Problem description
Print out the entries that follow exactly, missing none.

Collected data
★ ★ ★ ★ ★

PR #22447, opened 2021-07-15
replaced require 'pry' with require 'pry-byebug'

LaithSaq:
with 'pry' alone I couldn't use the `next` command which is included in the same section.

replaced require 'pry' with require 'pry-byebug' because with 'pry' alone I couldn't use the `next` command which is included in the same section.

#XXXXX


wise-king-sullyman (approved):
Looks great, thank you for fixing this!

PR #22459, opened 2021-07-18
Add video about DOM

rosa-pastel:

I am actually here at TOP right now and I had trouble understanding what really DOM did. This video helped me get to the point where i felt ready to continue with the course, so I thought people like me who have never heard of DOM might also need it.


marvingay (changes requested):
Some elements of the video are covered in what follows where it's placed in this change.
Further, the creator of the video, for convenience conflates an HTMLCollection or Node List as an Array a couple of times which could be potentially confusing.

Upon inspecting our current additional resources, it would best fit there, or not at all. Let me know what you think!

rosa-pastel:
You're right, making people think of node lists as arrays could be misleading. It's better not to use the video at all, I guess.

PR #22490, opened 2021-07-27
Update How it works

mgrigoriev8109:

Added a paragraph to the How It Works section. Since a lot of students seem to be voicing the same concern over forgetting material after having finished FCC, and not feeling ready for the Google Project, it seems appropriate to explain that memorization is not an expectation, and that programming is very different from the educational model most people are used to (school, studying, notes, tests, failure/passing).

#XXXXX

### DIFF
--- a/foundations/introduction/how_this_course_will_work.md
+++ b/foundations/introduction/how_this_course_will_work.md
@@ -20,7 +20,7 @@ This curriculum works by pulling together the best content from across the inter
 
 Most lessons will contain questions that you should be able to answer before moving on.  Some of the lessons will ask you to complete exercises. In addition, we provide several projects throughout the curriculum to help you grow your understanding by actually building things.
 
-Try not too think of The Odin Project, or programming, as a class in school. It's not material you learn all at once, take a test, and then pass or fail. You can think of it as a snowball. You, yourself, are a snowball. You're rolling down a hill full of snow, and the further you roll, the more snow will stick to you. Sure, snow will also fall off of you, especially if it's not too wet and sticky, and you'll forget things often. But the more you keep rolling the more will stick to you, and the bigger and smarter you get.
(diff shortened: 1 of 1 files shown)


foundations/introduction/how_this_course_will_work.md
```diff
@@ -20,6 +20,8 @@ This curriculum works by pulling together the best content from across the inter
 
 Most lessons will contain questions that you should be able to answer before moving on.  Some of the lessons will ask you to complete exercises. In addition, we provide several projects throughout the curriculum to help you grow your understanding by actually building things.
 
+Try not too think of The Odin Project, or programming, as a class in school. It's not material you learn all at once, take a test, and then pass or fail. You can think of it as a snowball. You, yourself, are a snowball. You're rolling down a hill full of snow, and the further you roll, the more snow will stick to you. Sure, snow will also fall off of you, especially if it's not too wet and sticky, and you'll forget things often. But the more you keep rolling the more will stick to you, and the bigger and smarter you get.
```
twalton83, line 23:
```suggestion
Try not to think of The Odin Project, or programming, as a class in school. It's not material you learn all at once, take a test, and then pass or fail. You can think of it as a snowball. You, yourself, are a snowball. You're rolling down a hill full of snow, and the further you roll, the more snow will stick to you. Sure, snow will also fall off of you, especially if it's not too wet and sticky, and you'll forget things often. But the more you keep rolling the more will stick to you, and the bigger and smarter you get.
```

twalton83: Love the metaphor, but can we bring it back to literal terms and emphasize that memorization is not a goal?

twalton83 (changes requested):

foundations/introduction/how_this_course_will_work.md
ZachBaird: I agree with @twalton83 tbh, we have a lot of students think they need to memorize everything before moving on, and addressing that this isn't true could be really helpful.

twalton83: My suggestion was dismissed, but you have a typo still. It should be “to” not “too”.

twalton83 (approved):

PR #22504, opened 2021-08-04
Add additional content to Private Events instructions

msespos:

Add one line to the Private Events instructions indicating that allowing a user to become an event attendee will not only require a controller and corresponding routes, but also an interface in the view(s) for the user to indicate that they want to attend an event.

I think that this line was a bit of a missing piece, and that adding it adds more specificity to the instructions while hopefully not giving too much away still.

Not related to any open issues


rlmoser99 (commented):
I'm not sure I love adding on a second sentence because I think it reiterates the same info.

Do you think the following sentence would get the point across?
`Create a Controller with corresponding routes and views for the "through" table that will allow a user to become an "attendee" of an event.`

msespos:
Sure, that works too. The main thing for me was to indicate that the user will need to add a view / add to an existing view to complete this part. So in the interest of keeping it succinct, I think your revision works. Thanks!

rlmoser99:
@msespos I have reviewed all the instructions for this project and I am not sure if my suggestion is the best move. I am going to review this PR with other maintainers before we move forward.

rlmoser99 (approved):
After discussing this with other maintainers, we have decided to go with your original working. Thank you so much for taking the time to submit this PR and improve these instructions.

★ ★ ★ ★ ★

Written solution
PR #22447, opened 2021-07-15
replaced require 'pry' with require 'pry-byebug'

LaithSaq:
with 'pry' alone I couldn't use the `next` command which is included in the same section.

replaced require 'pry' with require 'pry-byebug' because with 'pry' alone I couldn't use the `next` command which is included in the same section.

#XXXXX


wise-king-sullyman (approved):
Looks great, thank you for fixing this!

PR #22459, opened 2021-07-18
Add video about DOM

rosa-pastel:

I am actually here at TOP right now and I had trouble understanding what really DOM did. This video helped me get to the point where i felt ready to continue with the course, so I thought people like me who have never heard of DOM might also need it.


marvingay (changes requested):
Some elements of the video are covered in what follows where it's placed in this change.
Further, the creator of the video, for convenience conflates an HTMLCollection or Node List as an Array a couple of times which could be potentially confusing.

Upon inspecting our current additional resources, it would best fit there, or not at all. Let me know what you think!

rosa-pastel:
You're right, making people think of node lists as arrays could be misleading. It's better not to use the video at all, I guess.

PR #22490, opened 2021-07-27
Update How it works

mgrigoriev8109:

Added a paragraph to the How It Works section. Since a lot of students seem to be voicing the same concern over forgetting material after having finished FCC, and not feeling ready for the Google Project, it seems appropriate to explain that memorization is not an expectation, and that programming is very different from the educational model most people are used to (school, studying, notes, tests, failure/passing).

#XXXXX

### DIFF
--- a/foundations/introduction/how_this_course_will_work.md
+++ b/foundations/introduction/how_this_course_will_work.md
@@ -20,7 +20,7 @@ This curriculum works by pulling together the best content from across the inter
 
 Most lessons will contain questions that you should be able to answer before moving on.  Some of the lessons will ask you to complete exercises. In addition, we provide several projects throughout the curriculum to help you grow your understanding by actually building things.
 
-Try not too think of The Odin Project, or programming, as a class in school. It's not material you learn all at once, take a test, and then pass or fail. You can think of it as a snowball. You, yourself, are a snowball. You're rolling down a hill full of snow, and the further you roll, the more snow will stick to you. Sure, snow will also fall off of you, especially if it's not too wet and sticky, and you'll forget things often. But the more you keep rolling the more will stick to you, and the bigger and smarter you get.
(diff shortened: 1 of 1 files shown)


foundations/introduction/how_this_course_will_work.md
```diff
@@ -20,6 +20,8 @@ This curriculum works by pulling together the best content from across the inter
 
 Most lessons will contain questions that you should be able to answer before moving on.  Some of the lessons will ask you to complete exercises. In addition, we provide several projects throughout the curriculum to help you grow your understanding by actually building things.
 
+Try not too think of The Odin Project, or programming, as a class in school. It's not material you learn all at once, take a test, and then pass or fail. You can think of it as a snowball. You, yourself, are a snowball. You're rolling down a hill full of snow, and the further you roll, the more snow will stick to you. Sure, snow will also fall off of you, especially if it's not too wet and sticky, and you'll forget things often. But the more you keep rolling the more will stick to you, and the bigger and smarter you get.
```
twalton83, line 23:
```suggestion
Try not to think of The Odin Project, or programming, as a class in school. It's not material you learn all at once, take a test, and then pass or fail. You can think of it as a snowball. You, yourself, are a snowball. You're rolling down a hill full of snow, and the further you roll, the more snow will stick to you. Sure, snow will also fall off of you, especially if it's not too wet and sticky, and you'll forget things often. But the more you keep rolling the more will stick to you, and the bigger and smarter you get.
```

twalton83: Love the metaphor, but can we bring it back to literal terms and emphasize that memorization is not a goal?

twalton83 (changes requested):

foundations/introduction/how_this_course_will_work.md
ZachBaird: I agree with @twalton83 tbh, we have a lot of students think they need to memorize everything before moving on, and addressing that this isn't true could be really helpful.

twalton83: My suggestion was dismissed, but you have a typo still. It should be “to” not “too”.

twalton83 (approved):

PR #22504, opened 2021-08-04
Add additional content to Private Events instructions

msespos:

Add one line to the Private Events instructions indicating that allowing a user to become an event attendee will not only require a controller and corresponding routes, but also an interface in the view(s) for the user to indicate that they want to attend an event.

I think that this line was a bit of a missing piece, and that adding it adds more specificity to the instructions while hopefully not giving too much away still.

Not related to any open issues


rlmoser99 (commented):
I'm not sure I love adding on a second sentence because I think it reiterates the same info.

Do you think the following sentence would get the point across?
`Create a Controller with corresponding routes and views for the "through" table that will allow a user to become an "attendee" of an event.`

msespos:
Sure, that works too. The main thing for me was to indicate that the user will need to add a view / add to an existing view to complete this part. So in the interest of keeping it succinct, I think your revision works. Thanks!

rlmoser99:
@msespos I have reviewed all the instructions for this project and I am not sure if my suggestion is the best move. I am going to review this PR with other maintainers before we move forward.

rlmoser99 (approved):
After discussing this with other maintainers, we have decided to go with your original working. Thank you so much for taking the time to submit this PR and improve these instructions.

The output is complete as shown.